• **DIRECTIONS**:
Using the listing below, report how many lines contain the word "used" and give no other words.

• **TASK MATERIAL**:
PR #4661, opened 2023-07-28
PP-11152 Update credentials state for new PATCH path

stephencdaly:
We have added a new PATCH path used for worldpay accounts to update one-off credentials - `credentials/worldpay/one_off_customer_initiated`.

Ensure that the same rules are applied for changing the state of the GatewayAccountCredentialsEntity after updating the credentials as for the `credential` PATCH path. Don't apply any specific logic for when credentials for recurring payments should change state at this point.

Duplicate the tests for this logic for requests with path `credentials/worldpay/one_off_customer_initiated`. For logic that only applies for Worldpay accounts around 3DS flex and MOTO, only have tests for when the new path is used, as the old path is no longer used for updating Worldpay credentials.

Remove some tests that tested behaviour when credentials in the requests are empty, as this can never happen because we validate that the required fields are present.


sfount (approved):
LGTM 👍 I assume coverage for the recurring channels will come with the follow-up ticket

PR #4669, opened 2023-08-03
PP-11252  Include recurring credentials for pact state

stephencdaly:
We want the pact state "a gateway account 333 with Worldpay 3DS Flex credentials exists" to include recurring Worldpay credentials as well as one-off credentials for a selfservice Pact test.

The easiest way to do this is to update the "default" credentials we insert into the database for integration and Pact tests when we don't need particular credentials to be present.


alexbishop1 (approved):

SandorArpa (approved):
LGTM

PR #4672, opened 2023-08-04
PP-11206 Add tests for setting active state

stephencdaly:
The behaviour for when we set credentials to ACTIVE for Worldpay accounts which have recurring credentials was already correct.

Add tests for this behaviour.


SandorArpa (approved):
LGTM

PR #4674, opened 2023-08-07
PP-11152 Improve AuthUtilTest

stephencdaly:
Improve the tests in AuthUtilTest to make it so that for tests where we are checking we retrieve the correct credentials for the payment type - recurring/non-recurring and authorisation mode web/agreement for recurring payments, the credentials has all 3 types of credentials set.

This improves the tests by making definitely sure we're selecting the correct credential when they are all set.

### DIFF
--- a/.secrets.baseline
+++ b/.secrets.baseline
@@ -509,6 +509,29 @@
         "line_number": 46
       }
     ],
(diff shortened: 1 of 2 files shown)


SandorArpa (approved):
LOKTM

• **FINAL ANSWER**:
2